* **TO DO**:
All of the data below must be repeated exactly.

○ ○ ○ ○ ○

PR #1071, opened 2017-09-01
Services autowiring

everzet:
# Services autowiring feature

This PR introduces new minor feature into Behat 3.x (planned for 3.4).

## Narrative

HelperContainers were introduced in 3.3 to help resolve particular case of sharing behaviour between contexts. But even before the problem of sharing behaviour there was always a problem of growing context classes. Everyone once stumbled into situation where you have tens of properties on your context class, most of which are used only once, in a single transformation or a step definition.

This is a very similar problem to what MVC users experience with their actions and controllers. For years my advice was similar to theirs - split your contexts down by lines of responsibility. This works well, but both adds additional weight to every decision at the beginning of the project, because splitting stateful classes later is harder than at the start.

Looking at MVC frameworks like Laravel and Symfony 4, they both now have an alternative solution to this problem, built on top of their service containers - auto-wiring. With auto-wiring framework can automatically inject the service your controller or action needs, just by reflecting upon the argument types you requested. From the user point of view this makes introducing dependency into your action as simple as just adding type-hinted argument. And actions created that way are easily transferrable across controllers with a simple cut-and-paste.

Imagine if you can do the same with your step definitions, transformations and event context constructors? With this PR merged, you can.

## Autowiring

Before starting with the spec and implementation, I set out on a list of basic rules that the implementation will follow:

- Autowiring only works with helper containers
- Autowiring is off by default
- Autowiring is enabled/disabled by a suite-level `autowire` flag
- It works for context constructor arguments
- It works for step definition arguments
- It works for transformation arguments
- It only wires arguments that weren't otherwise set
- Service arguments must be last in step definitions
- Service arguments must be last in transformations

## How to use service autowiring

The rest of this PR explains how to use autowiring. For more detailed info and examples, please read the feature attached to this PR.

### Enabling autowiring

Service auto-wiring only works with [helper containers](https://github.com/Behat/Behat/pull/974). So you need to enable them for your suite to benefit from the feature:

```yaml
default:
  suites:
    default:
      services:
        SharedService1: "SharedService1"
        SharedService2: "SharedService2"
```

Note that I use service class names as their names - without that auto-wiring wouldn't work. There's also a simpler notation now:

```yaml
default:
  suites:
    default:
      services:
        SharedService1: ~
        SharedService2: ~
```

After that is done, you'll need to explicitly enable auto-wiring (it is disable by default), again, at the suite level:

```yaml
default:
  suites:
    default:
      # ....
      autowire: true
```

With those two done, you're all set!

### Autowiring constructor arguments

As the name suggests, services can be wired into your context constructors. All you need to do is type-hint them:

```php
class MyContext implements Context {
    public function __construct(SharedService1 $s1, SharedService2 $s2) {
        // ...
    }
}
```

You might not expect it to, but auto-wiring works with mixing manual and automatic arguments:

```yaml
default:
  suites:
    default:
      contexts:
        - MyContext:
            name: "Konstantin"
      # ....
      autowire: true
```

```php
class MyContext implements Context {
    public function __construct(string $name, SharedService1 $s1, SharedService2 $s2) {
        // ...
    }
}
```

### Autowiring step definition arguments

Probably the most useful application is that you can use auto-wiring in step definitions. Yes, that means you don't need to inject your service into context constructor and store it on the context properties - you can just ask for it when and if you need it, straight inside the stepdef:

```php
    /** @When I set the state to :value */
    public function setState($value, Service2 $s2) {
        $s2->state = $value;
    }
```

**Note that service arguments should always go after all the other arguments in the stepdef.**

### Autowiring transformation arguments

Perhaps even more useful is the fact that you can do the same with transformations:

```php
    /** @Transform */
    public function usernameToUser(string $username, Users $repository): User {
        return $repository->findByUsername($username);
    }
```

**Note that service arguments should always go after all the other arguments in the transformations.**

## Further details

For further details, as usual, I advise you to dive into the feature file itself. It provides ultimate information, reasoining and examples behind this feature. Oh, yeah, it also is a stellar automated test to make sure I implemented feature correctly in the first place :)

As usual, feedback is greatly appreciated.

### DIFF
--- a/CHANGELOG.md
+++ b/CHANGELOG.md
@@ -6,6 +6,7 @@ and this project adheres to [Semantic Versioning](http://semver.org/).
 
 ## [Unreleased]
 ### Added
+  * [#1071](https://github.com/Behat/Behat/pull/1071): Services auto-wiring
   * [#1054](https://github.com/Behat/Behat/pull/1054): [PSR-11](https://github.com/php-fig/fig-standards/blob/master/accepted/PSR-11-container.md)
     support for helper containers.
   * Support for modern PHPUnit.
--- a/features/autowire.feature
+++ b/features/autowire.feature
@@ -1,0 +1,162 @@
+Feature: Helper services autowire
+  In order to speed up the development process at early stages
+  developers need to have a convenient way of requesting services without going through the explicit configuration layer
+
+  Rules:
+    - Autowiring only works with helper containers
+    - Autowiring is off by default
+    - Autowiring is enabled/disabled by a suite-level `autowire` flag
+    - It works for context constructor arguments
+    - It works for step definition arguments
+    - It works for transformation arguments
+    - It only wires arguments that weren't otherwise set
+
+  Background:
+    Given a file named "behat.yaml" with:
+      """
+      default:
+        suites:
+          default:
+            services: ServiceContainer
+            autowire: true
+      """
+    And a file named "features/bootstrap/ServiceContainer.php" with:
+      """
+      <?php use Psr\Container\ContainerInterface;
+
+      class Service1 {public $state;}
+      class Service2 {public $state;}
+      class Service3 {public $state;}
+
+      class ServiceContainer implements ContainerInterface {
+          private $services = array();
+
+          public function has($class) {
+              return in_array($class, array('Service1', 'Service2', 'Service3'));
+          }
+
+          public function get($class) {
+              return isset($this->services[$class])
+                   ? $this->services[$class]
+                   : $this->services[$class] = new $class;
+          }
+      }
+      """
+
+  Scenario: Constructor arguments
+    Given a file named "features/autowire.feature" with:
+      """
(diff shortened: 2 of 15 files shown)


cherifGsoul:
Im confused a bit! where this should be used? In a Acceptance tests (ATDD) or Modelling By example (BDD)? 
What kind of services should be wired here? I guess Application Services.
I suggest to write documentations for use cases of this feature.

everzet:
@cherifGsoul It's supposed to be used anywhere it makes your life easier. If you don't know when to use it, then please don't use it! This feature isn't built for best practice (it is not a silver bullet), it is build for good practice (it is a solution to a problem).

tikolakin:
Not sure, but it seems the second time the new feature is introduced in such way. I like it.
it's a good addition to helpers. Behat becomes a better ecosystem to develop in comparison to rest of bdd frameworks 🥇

○ ○ ○ ○ ○

* **THE ANSWER**:
PR #1071, opened 2017-09-01
Services autowiring

everzet:
# Services autowiring feature

This PR introduces new minor feature into Behat 3.x (planned for 3.4).

## Narrative

HelperContainers were introduced in 3.3 to help resolve particular case of sharing behaviour between contexts. But even before the problem of sharing behaviour there was always a problem of growing context classes. Everyone once stumbled into situation where you have tens of properties on your context class, most of which are used only once, in a single transformation or a step definition.

This is a very similar problem to what MVC users experience with their actions and controllers. For years my advice was similar to theirs - split your contexts down by lines of responsibility. This works well, but both adds additional weight to every decision at the beginning of the project, because splitting stateful classes later is harder than at the start.

Looking at MVC frameworks like Laravel and Symfony 4, they both now have an alternative solution to this problem, built on top of their service containers - auto-wiring. With auto-wiring framework can automatically inject the service your controller or action needs, just by reflecting upon the argument types you requested. From the user point of view this makes introducing dependency into your action as simple as just adding type-hinted argument. And actions created that way are easily transferrable across controllers with a simple cut-and-paste.

Imagine if you can do the same with your step definitions, transformations and event context constructors? With this PR merged, you can.

## Autowiring

Before starting with the spec and implementation, I set out on a list of basic rules that the implementation will follow:

- Autowiring only works with helper containers
- Autowiring is off by default
- Autowiring is enabled/disabled by a suite-level `autowire` flag
- It works for context constructor arguments
- It works for step definition arguments
- It works for transformation arguments
- It only wires arguments that weren't otherwise set
- Service arguments must be last in step definitions
- Service arguments must be last in transformations

## How to use service autowiring

The rest of this PR explains how to use autowiring. For more detailed info and examples, please read the feature attached to this PR.

### Enabling autowiring

Service auto-wiring only works with [helper containers](https://github.com/Behat/Behat/pull/974). So you need to enable them for your suite to benefit from the feature:

```yaml
default:
  suites:
    default:
      services:
        SharedService1: "SharedService1"
        SharedService2: "SharedService2"
```

Note that I use service class names as their names - without that auto-wiring wouldn't work. There's also a simpler notation now:

```yaml
default:
  suites:
    default:
      services:
        SharedService1: ~
        SharedService2: ~
```

After that is done, you'll need to explicitly enable auto-wiring (it is disable by default), again, at the suite level:

```yaml
default:
  suites:
    default:
      # ....
      autowire: true
```

With those two done, you're all set!

### Autowiring constructor arguments

As the name suggests, services can be wired into your context constructors. All you need to do is type-hint them:

```php
class MyContext implements Context {
    public function __construct(SharedService1 $s1, SharedService2 $s2) {
        // ...
    }
}
```

You might not expect it to, but auto-wiring works with mixing manual and automatic arguments:

```yaml
default:
  suites:
    default:
      contexts:
        - MyContext:
            name: "Konstantin"
      # ....
      autowire: true
```

```php
class MyContext implements Context {
    public function __construct(string $name, SharedService1 $s1, SharedService2 $s2) {
        // ...
    }
}
```

### Autowiring step definition arguments

Probably the most useful application is that you can use auto-wiring in step definitions. Yes, that means you don't need to inject your service into context constructor and store it on the context properties - you can just ask for it when and if you need it, straight inside the stepdef:

```php
    /** @When I set the state to :value */
    public function setState($value, Service2 $s2) {
        $s2->state = $value;
    }
```

**Note that service arguments should always go after all the other arguments in the stepdef.**

### Autowiring transformation arguments

Perhaps even more useful is the fact that you can do the same with transformations:

```php
    /** @Transform */
    public function usernameToUser(string $username, Users $repository): User {
        return $repository->findByUsername($username);
    }
```

**Note that service arguments should always go after all the other arguments in the transformations.**

## Further details

For further details, as usual, I advise you to dive into the feature file itself. It provides ultimate information, reasoining and examples behind this feature. Oh, yeah, it also is a stellar automated test to make sure I implemented feature correctly in the first place :)

As usual, feedback is greatly appreciated.

### DIFF
--- a/CHANGELOG.md
+++ b/CHANGELOG.md
@@ -6,6 +6,7 @@ and this project adheres to [Semantic Versioning](http://semver.org/).
 
 ## [Unreleased]
 ### Added
+  * [#1071](https://github.com/Behat/Behat/pull/1071): Services auto-wiring
   * [#1054](https://github.com/Behat/Behat/pull/1054): [PSR-11](https://github.com/php-fig/fig-standards/blob/master/accepted/PSR-11-container.md)
     support for helper containers.
   * Support for modern PHPUnit.
--- a/features/autowire.feature
+++ b/features/autowire.feature
@@ -1,0 +1,162 @@
+Feature: Helper services autowire
+  In order to speed up the development process at early stages
+  developers need to have a convenient way of requesting services without going through the explicit configuration layer
+
+  Rules:
+    - Autowiring only works with helper containers
+    - Autowiring is off by default
+    - Autowiring is enabled/disabled by a suite-level `autowire` flag
+    - It works for context constructor arguments
+    - It works for step definition arguments
+    - It works for transformation arguments
+    - It only wires arguments that weren't otherwise set
+
+  Background:
+    Given a file named "behat.yaml" with:
+      """
+      default:
+        suites:
+          default:
+            services: ServiceContainer
+            autowire: true
+      """
+    And a file named "features/bootstrap/ServiceContainer.php" with:
+      """
+      <?php use Psr\Container\ContainerInterface;
+
+      class Service1 {public $state;}
+      class Service2 {public $state;}
+      class Service3 {public $state;}
+
+      class ServiceContainer implements ContainerInterface {
+          private $services = array();
+
+          public function has($class) {
+              return in_array($class, array('Service1', 'Service2', 'Service3'));
+          }
+
+          public function get($class) {
+              return isset($this->services[$class])
+                   ? $this->services[$class]
+                   : $this->services[$class] = new $class;
+          }
+      }
+      """
+
+  Scenario: Constructor arguments
+    Given a file named "features/autowire.feature" with:
+      """
(diff shortened: 2 of 15 files shown)


cherifGsoul:
Im confused a bit! where this should be used? In a Acceptance tests (ATDD) or Modelling By example (BDD)? 
What kind of services should be wired here? I guess Application Services.
I suggest to write documentations for use cases of this feature.

everzet:
@cherifGsoul It's supposed to be used anywhere it makes your life easier. If you don't know when to use it, then please don't use it! This feature isn't built for best practice (it is not a silver bullet), it is build for good practice (it is a solution to a problem).

tikolakin:
Not sure, but it seems the second time the new feature is introduced in such way. I like it.
it's a good addition to helpers. Behat becomes a better ecosystem to develop in comparison to rest of bdd frameworks 🥇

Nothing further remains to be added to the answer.